» TASK TO CARRY OUT: List each line of the data that holds the word "changes".

» SOURCE DATA:
PR #926, opened 2020-10-26
Fix/testing no regions

msmcconnell:
# PR Details
## Description
* Refactors inlane-cruising to use maneuvers instead of the waypoint generator as a basis for trajectory generation. 
* Uses every 8th point at the basis for the spline fit (2m increments on tfhrc map)
* Resamples the spline at 1m increments
* Use a 8 waypoint look ahead distance to determine the speed of the current waypoint
* cleans up some of the accel limiting logic
* applys really simple moving average filter to both speeds and curvatures 

I was able to drive the full route without unsmooth speeds. 

## Types of changes

## Checklist:

### DIFF
--- a/carma_wm/src/CARMAWorldModel.cpp
+++ b/carma_wm/src/CARMAWorldModel.cpp
@@ -239,7 +239,7 @@ std::vector<lanelet::ConstLanelet> CARMAWorldModel::getLaneletsBetween(double st
   auto lanelet_map = route_->laneletMap();
   for (lanelet::ConstLanelet lanelet : lanelet_map->laneletLayer)
   {
-    if (shortest_path_only && shortest_path_view_->laneletLayer.exists(lanelet.id())) {
+    if (shortest_path_only && !shortest_path_view_->laneletLayer.exists(lanelet.id())) {
       continue; // Continue if we are only evaluating the shortest path and this lanelet is not part of it
     }
     lanelet::ConstLineString2d centerline = lanelet::utils::to2D(lanelet.centerline());
--- a/carma_wm/src/CARMAWorldModel.cpp
+++ b/carma_wm/src/CARMAWorldModel.cpp
@@ -222,7 +222,7 @@ TrackPos CARMAWorldModel::routeTrackPos(const lanelet::BasicPoint2d& point) cons
   return tp;
 }
 
-std::vector<lanelet::ConstLanelet> CARMAWorldModel::getLaneletsBetween(double start, double end) const
+std::vector<lanelet::ConstLanelet> CARMAWorldModel::getLaneletsBetween(double start, double end, bool shortest_path_only = false) const
 {
   // Check if the route was loaded yet
   if (!route_)
@@ -239,6 +239,9 @@ std::vector<lanelet::ConstLanelet> CARMAWorldModel::getLaneletsBetween(double st
   auto lanelet_map = route_->laneletMap();
   for (lanelet::ConstLanelet lanelet : lanelet_map->laneletLayer)
   {
+    if (shortest_path_only && shortest_path_view_->laneletLayer.exists(lanelet.id())) {
+      continue; // Continue if we are only evaluating the shortest path and this lanelet is not part of it
+    }
     lanelet::ConstLineString2d centerline = lanelet::utils::to2D(lanelet.centerline());
 
     auto front = centerline.front();
--- a/carma_wm/src/CARMAWorldModel.cpp
+++ b/carma_wm/src/CARMAWorldModel.cpp
@@ -222,6 +222,23 @@ TrackPos CARMAWorldModel::routeTrackPos(const lanelet::BasicPoint2d& point) cons
   return tp;
 }
 
+class LaneletDowntrackPair
+{
+  public:
+    lanelet::ConstLanelet lanelet_;
+    double downtrack_ = 0;
+
+    LaneletDowntrackPair(lanelet::ConstLanelet lanelet, double downtrack) : lanelet_(lanelet), downtrack_(downtrack) {}
+    bool operator<(const LaneletDowntrackPair& pair) const
+    {
+      return this->downtrack_ < pair.downtrack_;
+    }
+    bool operator>(const LaneletDowntrackPair& pair) const
+    {
+      return this->downtrack_ > pair.downtrack_;
+    }
+};
+
 std::vector<lanelet::ConstLanelet> CARMAWorldModel::getLaneletsBetween(double start, double end, bool shortest_path_only) const
 {
   // Check if the route was loaded yet
@@ -234,7 +251,8 @@ std::vector<lanelet::ConstLanelet> CARMAWorldModel::getLaneletsBetween(double st
     throw std::invalid_argument("Start distance is greater than or equal to end distance");
   }
 
-  std::vector<lanelet::ConstLanelet> vec;
+  std::vector<lanelet::ConstLanelet> output;
+  std::priority_queue<LaneletDowntrackPair,  std::vector<LaneletDowntrackPair>, std::greater<LaneletDowntrackPair>> prioritized_lanelets;
 
   auto lanelet_map = route_->laneletMap();
   for (lanelet::ConstLanelet lanelet : lanelet_map->laneletLayer)
@@ -255,10 +273,18 @@ std::vector<lanelet::ConstLanelet> CARMAWorldModel::getLaneletsBetween(double st
       continue;
     }
     // Intersection has occurred so add lanelet to list
-    vec.push_back(lanelet);
+    LaneletDowntrackPair pair(lanelet, min.downtrack);
+    prioritized_lanelets.push(pair);
   }
 
-  return vec;
+  output.reserve(prioritized_lanelets.size());
+  while(!prioritized_lanelets.empty()) {
+    auto pair = prioritized_lanelets.top();
+    prioritized_lanelets.pop();
+    output.push_back(pair.lanelet_);
+  }
+
+  return output;
 }
 
 lanelet::LaneletMapConstPtr CARMAWorldModel::getMap() const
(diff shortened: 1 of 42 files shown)


carma_wm/src/CARMAWorldModel.cpp
```diff
@@ -222,7 +222,24 @@ TrackPos CARMAWorldModel::routeTrackPos(const lanelet::BasicPoint2d& point) cons
   return tp;
 }
 
-std::vector<lanelet::ConstLanelet> CARMAWorldModel::getLaneletsBetween(double start, double end) const
+class LaneletDowntrackPair
```
kjrush, line 225: Is this downtrack relative to the contained lanelet or to the route overall? Also probably doesn't matter for now, but since this looks like an internal data structure might be worth some consideration about hiding this in a private namespace or something.

inlanecruising_plugin/include/inlanecruising_config.h
```diff
@@ -0,0 +1,12 @@
+#pragma once
```
kjrush, line 1: Copyright notice needed

inlanecruising_plugin/include/inlanecruising_plugin.h
```diff
@@ -30,90 +30,52 @@
 #include <boost/geometry/index/rtree.hpp>
 #include <carma_wm/Geometry.h>
 #include <cav_srvs/PlanTrajectory.h>
+#include <tf2/LinearMath/Matrix3x3.h> // TODO it should be possible to use tf2_eigen instead which would be more efficient since lanelet2 uses eigen under the hood
```
kjrush, line 33: Any resolution on this TODO? Or is this a longer term migration?

inlanecruising_plugin/include/third_party_library/spline.h
```diff
@@ -0,0 +1,404 @@
+/*
```
kjrush, line 1: Just making a note that we still need to resolve this licensing issue. I'm not even sure if we're technically able to host them in the same repo, but we'll have to sort this out with a different library.

plan_delegator/src/plan_delegator.cpp
```diff
@@ -123,6 +127,7 @@ namespace plan_delegator
             auto time_diff_sec = time_diff.toSec();
             // this assumes the vehicle does not have significant lateral velocity
             plan_req.request.vehicle_state.longitudinal_vel = distance_diff / time_diff_sec;
+            // TODO develop way to set yaw value for future points
```
kjrush, line 130: Is this referring to the yaw at the end of a maneuver (as planned by an individual plugin)?

route_following_plugin/src/route_following_plugin.cpp
```diff
@@ -98,7 +98,7 @@ namespace route_following_plugin
         }
         double current_progress = wm_->routeTrackPos(current_loc).downtrack;
         double speed_progress = current_speed_;
-        double total_maneuver_length = current_progress + mvr_duration_ * RouteFollowingPlugin::TWENTY_FIVE_MPH_IN_MS;
+        double total_maneuver_length = current_progress + mvr_duration_ * RouteFollowingPlugin::FIFTEEN_MPH_IN_MS;
```
kjrush, line 101: Is it possible to at least make this a config value?

inlanecruising_plugin/src/calculation.cpp
```diff
@@ -0,0 +1,308 @@
...
+    if (first) {
+      output.push_back(p);
+      prev_pair = p;
+      first = false;
+      continue;
+    }
+
+    double delta_d = lanelet::geometry::distance2d(std::get<0>(p), std::get<0>(prev_pair));
+
+    current_time += delta_d / std::get<1>(prev_pair);
```
kjrush, line 66: Is it valid to assume we're traveling at constant prev_point speed as opposed to average of both point's speeds?

inlanecruising_plugin/src/calculation.cpp
```diff
@@ -0,0 +1,308 @@
...
+    if (first) {
+      if (starting_downtrack > max_starting_downtrack) {
+        starting_downtrack = max_starting_downtrack;
+      }
+      first = false;
+    }
+
+    ROS_WARN_STREAM("Used downtrack: " << starting_downtrack);
+
+    auto lanelets = wm->getLaneletsBetween(starting_downtrack, lane_following_maneuver.end_dist, true);
```
kjrush, line 102: Hmm, this is kinda complicated since we're working in distance domain here, and arbitrator really cares about total plan duration in seconds. I'm wondering if we need to just definitively pick one to use, since the transform between these frames is related to speed, which is what we're also changing/computing. Maybe it doesn't matter here, since we're at the tactical level, but it's kind of got my head spinning.

inlanecruising_plugin/src/calculation.cpp
```diff
@@ -0,0 +1,308 @@
...
+        continue; // Skip the first point if we have already added points from a previous maneuver to avoid duplicates
+      }
+      points_and_target_speeds.push_back(std::make_pair(p, lane_following_maneuver.end_speed));
+    }
+  }
+
+  return points_and_target_speeds;
+}
+
+std::vector<PointSpeedPair> downsample_points(const std::vector<PointSpeedPair>& points, int nth_point)
```
kjrush, line 130: At some point we really ought to refactor some of this functionality using templates, so that we have one generic "downsample" function in a utils package somewhere.

inlanecruising_plugin/src/calculation.cpp
```diff
@@ -0,0 +1,308 @@
...
+
+  double r = 0.5 * (dist / std::sin(angle));
+
+  double max_curvature = 100000;
+  double curvature = std::min(1 / r, max_curvature);
+
+  return curvature;
+}
+
+std::vector<double> compute_orientation_from_fit(tk::spline curve, std::vector<lanelet::BasicPoint2d> sampling_points)
```
kjrush, line 268: I don't see any usage of the curve argument here, is that intended?

inlanecruising_plugin/src/calculation.cpp
```diff
@@ -0,0 +1,308 @@
...
+{
+  std::vector<double> orientations;
+  std::vector<double> cur_point{ 0.0, 0.0 };
+  std::vector<double> next_point{ 0.0, 0.0 };
+  double lookahead = 0.3;
```
kjrush, line 273: Unused variable?

inlanecruising_plugin/src/calculation.cpp
```diff
@@ -0,0 +1,308 @@
...
+    next_point[0] = sampling_points[i + 1].x();
+    next_point[1] = sampling_points[i + 1].y();
+    double res = calculate_yaw(cur_point, next_point);
+    orientations.push_back(res);
+  }
+  orientations.push_back(orientations.back());
+  return orientations;
+}
+
+std::vector<double> compute_curvature_from_fit(tk::spline curve,
```
kjrush, line 287: Also not seeing the curve argument used here either, maybe I'm missing something?

inlanecruising_plugin/src/calculation.cpp
```diff
@@ -0,0 +1,308 @@
...
+                                                                     std::vector<lanelet::BasicPoint2d> sampling_points)
+{
+  std::vector<double> curvatures;
+  std::vector<double> cur_point{ 0.0, 0.0 };
+  std::vector<double> next_point{ 0.0, 0.0 };
+  double lookahead = 0.3;
```
kjrush, line 293: Unused variable

inlanecruising_plugin/src/inlanecruising_plugin.cpp
```diff
@@ -18,253 +18,507 @@
...
+    double dist = sqrt(dx * dx + dy * dy);
+    current_dt += dist;
+    downtracks.push_back(current_dt);
+    prev_p = p;
+  }
+
+  return downtracks;
+}
 
+struct DiscreteCurve
```
kjrush, line 165: Not sure I love the name, as since this contains speeds as well it's a bit more than just a curve. But it's fine for now, that's a minor quibble.

kjrush (changes requested):

inlanecruising_plugin/include/third_party_library/spline.h
msmcconnell: Yep. It's being tracked here
https://github.com/usdot-fhwa-stol/carma-platform/issues/936

inlanecruising_plugin/src/calculation.cpp
msmcconnell: I agree I think we need to hash this out a bit more. In this case, I was grabbing the related lanelets and then doing the time constraint on a future step.

inlanecruising_plugin/src/calculation.cpp
msmcconnell: I can probably whip that up during my clean up work.

inlanecruising_plugin/src/calculation.cpp
msmcconnell: Left over from previous implementation. I'll take it out

inlanecruising_plugin/src/calculation.cpp
msmcconnell: Left over from previous implementation. I'll take it out

inlanecruising_plugin/src/calculation.cpp
msmcconnell: Left over from previous implementation. I'll take it out

inlanecruising_plugin/src/inlanecruising_plugin.cpp
msmcconnell: Easy enough to change if you have another name in mind

carma_wm/src/CARMAWorldModel.cpp
msmcconnell: The downtrack used by this method is route downtrack which is why is can be used with maneuvers. I'll wrap the class definition in an anonymous namespace {}
It does seem like a name that others might use on accident.

msmcconnell:
Closing in favor of https://github.com/usdot-fhwa-stol/carma-platform/pull/947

» ANSWER BOX:
## Types of changes
kjrush (changes requested):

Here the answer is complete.